▶ Exercise details
Here is a listing. Write it out again without a single difference.

▶ Task inputs

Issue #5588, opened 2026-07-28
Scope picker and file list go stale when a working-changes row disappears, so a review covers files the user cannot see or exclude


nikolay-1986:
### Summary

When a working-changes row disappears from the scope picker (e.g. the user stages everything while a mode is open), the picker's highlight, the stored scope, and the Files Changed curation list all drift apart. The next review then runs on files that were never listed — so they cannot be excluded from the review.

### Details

▶ Answer to the exercise
Issue #5588, opened 2026-07-28
Scope picker and file list go stale when a working-changes row disappears, so a review covers files the user cannot see or exclude


nikolay-1986:
### Summary

When a working-changes row disappears from the scope picker (e.g. the user stages everything while a mode is open), the picker's highlight, the stored scope, and the Files Changed curation list all drift apart. The next review then runs on files that were never listed — so they cannot be excluded from the review.

### Details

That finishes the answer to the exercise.